“What time will it finish?’ my husband asked.
“Well, I’ll be leaving about 8.00.”
“So, you’ll be home to watch some TV just after 9.00 then?”
We have a Sky box and several series recorded. We tend to
binge watch them, starting with oldest first. We have less than 20% of the disk
free. We don’t have Netflix. Other half
protests. I’d quite like to, but for sure we’d probably never get through it
all.
Last night we finished Father
Brown. Cosy crimes and English village life with a good dose of the
Catholic Church. Grantchester has parallels yet we have still to watch that; it is
definitely C of E. Call the Midwife is
there too. Some find it too sentimental?
It’s uplifting though there is some sadness. We need uplifting sometimes.
Fun too are Death in Paradise
and After Paradise. Amazing how
the jolly music always comes after the murder had been committed.
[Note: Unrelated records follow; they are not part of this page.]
PR #5379, opened 2025-10-07
TRUNK-6435: Password resets must go through service API

ibacher:

This adds guards to the `HibernateUserDao` for all calls that can change a user's password to ensure that they are called from the `UserService` class. I've also modified the `Daemon` class to use a slightly different mechanism to look-up the caller primarily because the `SecurityManager`, and hence the `OpenmrsSecurityManager` are deprecated.

N.B. There's a better for this available in Java 9+ using the `StackTraceWalker` machinery, but since in the 2.x branches we still support Java 8, I'm going to do this as two PRs, one here for 2.8.x and backporting if we opt to and a second PR for 3.x where we can use the Java 9 APIs. (The `StackTraceWalker` allows the lazy-loading of stack frames using the stream API; the technique used here—as with the technique of using a `SecurityManager`—materializes the full stack frame).

## Issue I worked on

see https://issues.openmrs.org/browse/TRUNK-6435

### DIFF
--- a/api/src/main/java/org/openmrs/api/context/Daemon.java
+++ b/api/src/main/java/org/openmrs/api/context/Daemon.java
@@ -23,13 +23,13 @@ import org.openmrs.api.APIAuthenticationException;
 import org.openmrs.api.APIException;
 import org.openmrs.api.OpenmrsService;
 import org.openmrs.api.db.ContextDAO;
+import org.openmrs.api.db.hibernate.HibernateContextDAO;
 import org.openmrs.module.DaemonToken;
 import org.openmrs.module.Module;
 import org.openmrs.module.ModuleException;
 import org.openmrs.module.ModuleFactory;
 import org.openmrs.scheduler.Task;
 import org.openmrs.scheduler.timer.TimerSchedulerTask;
-import org.openmrs.util.OpenmrsSecurityManager;
 import org.openmrs.util.OpenmrsThreadPoolHolder;
 import org.springframework.context.support.AbstractRefreshableApplicationContext;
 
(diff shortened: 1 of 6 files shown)


api/src/main/java/org/openmrs/api/context/Daemon.java
```diff
@@ -76,9 +76,15 @@ public static Module startModule(Module module) throws ModuleException {
 	 */
 	public static Module startModule(final Module module, final boolean isOpenmrsStartup,
 	        final AbstractRefreshableApplicationContext applicationContext) throws ModuleException {
-		Class<?> callerClass = new OpenmrsSecurityManager().getCallerClass(0);
-		if (callerClass != Daemon.class && callerClass != ModuleFactory.class) {
-			throw new APIException("Module.factory.only", new Object[] { callerClass.getName() });
+		StackTraceElement[] stack = new Exception().getStackTrace();
```
dkayiwa, line 79: Is there a way of wrapping this in a method call and reuse it?

ibacher: Yes, but a few things lead me to not do that:

1. This is functionality we use a lot in this class (and now the `HibernateUserDAO`), but it's probably not something we need outside of those specialized areas. If we extend it to a third class, I'll refactor 😁. (Doing this is also something I don't _really_ want to encourage anyone to do if it's avoidable).
2. The JVM is _technically_ permitted to omit stack frames from this result, so calling into a new method could make the resulting stack trace less reliable, particularly in a couple of cases (like this method) where it's invoked from a lambda function and in cases where we need to look back more than 1 stack frame.
3. The API is much nicer for 3.x where I can use Java 9+ and we change this:

```java
StackTraceElement[] stack = new Exception().getStackTrace();
if (stack.length < 2) {
	throw new APIException("Could not determine where createUser() was called from");
}
StackTraceElement caller = stack[1];
String callerClass = caller.getClassName();
```

To this:

```java
var possibleFrame = STACK_WALKER.walk(s -> 
	s.skip(1).limit(1).map(StackWalker.StackFrame::getDeclaringClass).findFirst()
);
```

After which `possibleFrame` is a `Optional<Class<?>>` that contains the caller class, if there is any.

dkayiwa: Sounds fair enough and I love the Java 9+ replacement. 😊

Never go to Oxford or Midsommer –they too are full of
murders.
Well, we make up for that with some gritty Walter Presents crime / police
procedurals / thrillers in other languages. Though that woman who keeps losing
her keys and the baby that keeps threatening to cry get a little tedious after
a while.
Then there are the more serious programme like the drama
about the Post Office scandal and the documentary about the miners’ strike.
Casualty has been
around forever, hasn’t it? Charlie arrived as a young man and now he is gone. Rumour
has it that it has saved lives. I couldn’t quite bring myself to watch it just
before a stay in hospital, though.
And what of soaps? I don’t know why quite – I think it may
be to do with sunshine and a well-to-do environment - but my soap is Neighbours. And another one, if radio is
allowed here, The Archers.
We mustn’t forget all of those excellent dramas on the terrestrial
channels. They are usually British produced. I think we do drama rather well.
Watching TV is an easy way of absorbing story. Could I ever
write for it? I’d like to give it a go one day. But if nothing else, these
programmes help further develop my sense of story.
There is a disadvantage, though, being a writer: I can usually
work out what’s going to happen and whodunit.